== Segment start ==

PR #918, opened 2023-04-05
Improve the DateTimePicker local vs. UTC display

DennisPeriquet:
This change makes the DateTimePicker stay in UTC time for header text (i.e., the hour displayed at the top).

== Segment end ==

Scan the lines above, and whenever one holds the string "DateTimePicker", copy it.

RESPONSE TO THE TASK:
Improve the DateTimePicker local vs. UTC display
This change makes the DateTimePicker stay in UTC time for header text (i.e., the hour displayed at the top).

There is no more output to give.